# Round 1: Amneris Judgement Scene (Simionato, Zajick, Dominguez)



## BalalaikaBoy (Sep 25, 2014)

I'm sure Seattle is busy this Christmas season and could use some help. This time we're doing mezzos.


----------



## BBSVK (10 mo ago)

I was smitten with Simionato immediately. It didn't change with further listening. Although Oralia Dominguez, with those indistinct UFO voices in the background was also interesting. Dolora Zajick's voice is higher pitched that the other two, and disadvantaged by having a beautiful part of her scena removed, so she gets the third place from me.


----------



## MAS (Apr 15, 2015)

)


BalalaikaBoy said:


> I'm sure Seattle is busy this Christmas season and could use some help. This time we're doing mezzos.


*So you just sprung some surprise contests? *


----------



## ScottK (Dec 23, 2021)

Great stuff! But not a hard choice despite talent for days in the also rans. Dominguez was only a name to me....is she on the Tebaldi Gioconda? If she sounded like this all the time she must have had quite a career. She makes music out of everything, has a gorgeous, natural sound and is clearly into it! She had such a good connection to the emotional life that I found the overdone parts to be her chief ....no, just about her ONLY liability. But it mattered to me because as soon as the moments seem melodramatic or maudlin I'm out of the drama and thinking, unfavorably, about a performer.
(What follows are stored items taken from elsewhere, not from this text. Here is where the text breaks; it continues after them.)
Issue #7968, opened 2025-06-28
Undefined `Char`-related primitives when compiled to JS


sjeulu:
MRE
```agda
open import IO
open import Data.Nat using (_+_)
open import Data.Nat.Show

main : Main
main = run (putStrLn (show (1 + 2)))
```
```
$ agda --js AgdaTest.agda --js-verify 
...

[stdin]:179
]["char0"] = z_jAgda_Agda_Builtin_Char["primCharToNat"]("0");
                                                       ^

TypeError: z_jAgda_Agda_Builtin_Char.primCharToNat is not a function
    at [stdin]:179:56
    at runScriptInThisContext (node:internal/vm:209:10)
    at node:internal/process/execution:449:12
    at [stdin]-wrapper:6:24
    at runScriptInContext (node:internal/process/execution:447:60)
    at evalFunction (node:internal/process/execution:87:30)
    at evalScript (node:internal/process/execution:99:3)
    at node:internal/main/eval_stdin:53:5
    at ReadStream.<anonymous> (node:internal/process/execution:200:5)
    at ReadStream.emit (node:events:518:28)

Node.js v22.14.0
callCommand: node - < ../js-build/./jAgda.Data.Nat.Show.js (exit
1): failed
```

`Agda.Builtin.Char`:

```agda
module Agda.Builtin.Char where

open import Agda.Builtin.Nat
open import Agda.Builtin.Bool

postulate Char : Set
{-# BUILTIN CHAR Char #-}

primitive
  primIsLower primIsDigit primIsAlpha primIsSpace primIsAscii
    primIsLatin1 primIsPrint primIsHexDigit : Char → Bool
  primToUpper primToLower : Char → Char
  primCharToNat : Char → Nat
  primNatToChar : Nat → Char
  primCharEquality : Char → Char → Bool
```

andreasabel:
I think the fix would be not hard to implement: adding the missing primitives to the JS runtime libs here: https://github.com/agda/agda/tree/fe0f6a324480840fdcb855d1e72471be5bd6e39e/src/data/JS

@sjeulu : Do you want to submit a PR fixing this? (Should also contain (a) test case(s) using these primitives.)

sjeulu:
sorry im not really familiar with Agda's codebase and i probably won't have any time to spend on it this week. i'll get working on it if it doesn't get fixed by then

andreasabel:
Fixed by #8115, to be released with 2.9.0.

PR #8115, opened 2025-09-26
Implement `{Char, Nat}` primitives for JS backend and add related tests

TheVeryDarkness:
Hello, I've run into missing `{Char, Nat}` primitives on JS backend that is similar to [issue 7968](https://github.com/agda/agda/issues/7968), and then I implement these primitives for JS backend following Haskell's semantics:

- `primCharEquality`
- `primIsLower`
- `primIsDigit`
- `primIsAlpha`
- `primIsSpace`
- `primIsAscii`
- `primIsLatin1`
- `primIsPrint`
- `primIsHexDigit`
- `primToUpper`
- `primToLower`
- `primCharToNat`
- `primNatToChar`
- `div-helper` (not tested, but based on previous documents)
- `mod-helper` (not tested, but based on previous documents)

I'm new to Agda repo, and please tell me if there's something going wrong or I can make the PR better.

Furthermore, there are still some definitions missing, part of which should be added in [stdlib](https://github.com/agda/stdlib), such as IO primitives, and maybe I can work on them later.


JacquesCarette:
Once these are in Agda, we'd welcome a PR to `agda-stdlib` supporting these, that we'd push against the 'experimental' branch (which is the one that tracks the Agda development version).

src/data/lib/prim/Agda/Builtin/Char.agda
```diff
@@ -16,3 +16,21 @@ primitive
   primCharToNat : Char → Nat
   primNatToChar : Nat → Char
   primCharEquality : Char → Char → Bool
+
+{-# COMPILE JS Char = String #-}
```
lawcho: What does this do?

src/full/Agda/Compiler/JS/Pretty.hs
```diff
@@ -262,7 +262,7 @@ instance Pretty Exp where
   prettyPrec p n (Undefined)    = "undefined"
   prettyPrec p n (Null)         = "null"
   prettyPrec p n (String s)     = "\"" <> unescapes (T.unpack s) <> "\""
-  prettyPrec p n (Char c)       = "\"" <> unescapes [c] <> "\""
+  prettyPrec p n (Char c)       = "\'" <> unescapes [c] <> "\'"
```
lawcho: Is this safe? What if the character is `'`?

src/full/Agda/Compiler/JS/Compiler.hs
```diff
@@ -807,20 +807,20 @@ primitives = Set.fromList
...
+  -- , PrimIsAlpha                 -- in Agda.Builtin.Char
+  -- , PrimIsSpace                 -- in Agda.Builtin.Char
+  -- , PrimIsAscii                 -- in Agda.Builtin.Char
+  -- , PrimIsLatin1                -- in Agda.Builtin.Char
+  -- , PrimIsPrint                 -- in Agda.Builtin.Char
+  -- , PrimIsHexDigit              -- in Agda.Builtin.Char
+  -- , PrimToUpper                 -- in Agda.Builtin.Char
+  -- , PrimToLower                 -- in Agda.Builtin.Char
+  -- , PrimCharToNat               -- in Agda.Builtin.Char
+  -- , PrimCharToNatInjective      -- in Agda.Builtin.Char
```
lawcho: There's no code for `primCharToNatInjective` in `Agda.Builtin.Char`.
Perhaps `primCharToNatInjective` does not need a JS definition, in which case the comment should say so.

lawcho (approved):
Yes please!

src/data/lib/prim/Agda/Builtin/Char.agda
TheVeryDarkness: I think it does nothing for JS backend, and I'm deleting this.

src/full/Agda/Compiler/JS/Pretty.hs
TheVeryDarkness: I'm defining a new function `unescapec` for unescaping characters.

And do you think it would make sense if we compile characters into `'...'` and strings into `"..."` even though they are almost equivalent in JS? I'm doing this just because of readability.

src/full/Agda/Compiler/JS/Compiler.hs
TheVeryDarkness: Corrected, and thanks.

src/full/Agda/Compiler/JS/Pretty.hs
lawcho: I have a slight preference for compiling both strings & characters to `"..."`, since they have the same type (JS string) after compilation.
Using `'...'` hints that the string came from a single Agda character, but also suggests that JS supports a character type (which it does not).

lawcho: Targeting `"..."` only also removes the need for `unescapec`, which risks falling out of sync with `unescape`

src/data/lib/prim/Agda/Builtin/Nat.agda
```diff
@@ -74,6 +74,8 @@ div-helper k m (suc n) (suc j) = div-helper k       m n j
 
 {-# BUILTIN NATDIVSUCAUX div-helper #-}
 
+{-# COMPILE JS div-helper = k => m => n => j => k + (n + m - j) / (1n + m) #-}
```
andreasabel: What does `1n` mean?

src/full/Agda/Compiler/JS/Pretty.hs
TheVeryDarkness: You've convinced me. I've reverted previous changes

src/data/lib/prim/Agda/Builtin/Nat.agda
TheVeryDarkness: `1n` is a [`BigInt`](https://developer.mozilla.org/en-US/docs/Web/JavaScript/Reference/Global_Objects/BigInt) literal one in JS.

As I've noticed, Agda JS compiler has been compiling `Nat` into `BigInt` since [#4878](https://github.com/agda/agda/issues/4878).

TheVeryDarkness:
Though with unknown reason, I've noticed that if the test codes depend on `div-helper` and `mod-helper`, generated JS codes will fail to run. And then I add some tests for `div-helper` and `mod-helper` and update their definitions (in the next commit).

src/data/lib/prim/Agda/Builtin/Nat.agda
andreasabel: Thanks!

andreasabel:
@TheVeryDarkness Thanks for the PR!  Is this PR ready to merge?

TheVeryDarkness:
> @TheVeryDarkness Thanks for the PR! Is this PR ready to merge?

Yes, please!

These last two scenes are the glory of the opera to me and she's so close but I wish someone had held her back. She had all the drama she needed in her voice.
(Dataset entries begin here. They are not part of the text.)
PR #8133, opened 2025-10-09
Refactor: inline alreadyVisited in getInterface

andreasabel:
When I have to read `Agda.Interaction.Imports`, I always despair.
This code has so many indirections that it is very hard to understand what is going on when a module is loaded via `getInterface`.  
As a first step to cut the wild growth I inline `alreadyVisited` into `getInterface`.

For the sake of code comprehension, one should not do continuation-passing style without need and rather stick to first-order constructions where possible.  This refactoring works toward untangling the control-flow.

- **Refactor: rename ImportPath to ImportStack**
  This is really the stack of imports, the previous name could be
  misread as "path of the imported file" or "path to import files from".
  

- **Refactor: imline getImportStack and withImportStack**
  

- **Refactor alreadyVisited: inline useExistingOrLoadAndRecordVisited**
  

- **Refactor alreadyVisited: inline existingWithoutWarning**
  

- **Refactor alreadyVisited: processResultingModule -> addOptionsCompatibilityWarnings**
  

- **Refactor alreadyVisited: inline loadAndRecordVisited**
  

- **Interaction.Imports: simplify getOptionsCompatibilityWarnings**
  Just a plain `ifM` instead of "runMaybeT . exceptToMaybeT"-Geschwurbel.
  

- **Refactor getInterface: use new `catchExceptT` exception handler form**
  

- **Refactor getInterface: inline alreadyVisited**

### DIFF
--- a/src/full/Agda/TypeChecking/Monad/Base.hs
+++ b/src/full/Agda/TypeChecking/Monad/Base.hs
@@ -4025,7 +4025,7 @@ ifTopLevelAndHighlightingLevelIsOr ::
 ifTopLevelAndHighlightingLevelIsOr l b m = do
   e <- askTC
   when (envHighlightingLevel e >= l || b) $
-    case (envImportPath e) of
+    case (envImportStack e) of
       -- Below the main module.
       (_:_:_) -> pure ()
       -- In or before the top-level module.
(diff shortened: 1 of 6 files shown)


src/full/Agda/TypeChecking/Monad/Base.hs
```diff
@@ -4053,7 +4053,7 @@ data TCEnv =
             -- type-checked.  'Nothing' if we do not have a file
             -- (like in interactive mode see @CommandLine@).
           , envAnonymousModules    :: [(ModuleName, Nat)] -- ^ anonymous modules and their number of free variables
-          , envImportPath          :: [TopLevelModuleName]
+          , envImportStack          :: [TopLevelModuleName]
```
andreasabel: WS

src/full/Agda/TypeChecking/Monad/Base.hs
```diff
@@ -4214,7 +4214,7 @@ initEnv = TCEnv { envContext             = []
                 , envCurrentModule       = noModuleName
                 , envCurrentPath         = Nothing
                 , envAnonymousModules    = []
-                , envImportPath          = []
+                , envImportStack          = []
```
andreasabel: WS

andreasabel:
Even though these commits build individually (and pass the succeed test), I'll squash because they touch the same lines of code over and over.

After being wowed by Zajick in Don Carlo I couldn't wait for her Amneris and was surprised that it didn't have more impact...with that voice! But the camera is revealing here. After Simionato it felt unfair to watch her. Dramatically they were just in different leagues.

I learned this with Simionato. It's uncanny the degree to which this performance mirrors the London recording. The only nod to the recording is in the " io stesso's" at the beginning, which are among my all time great small moments on record for the power of the internal sadness. Everything else is only enhanced - GREATLY - by her magnificent realization of the scene in every way. It's just magnificent from beginning to end!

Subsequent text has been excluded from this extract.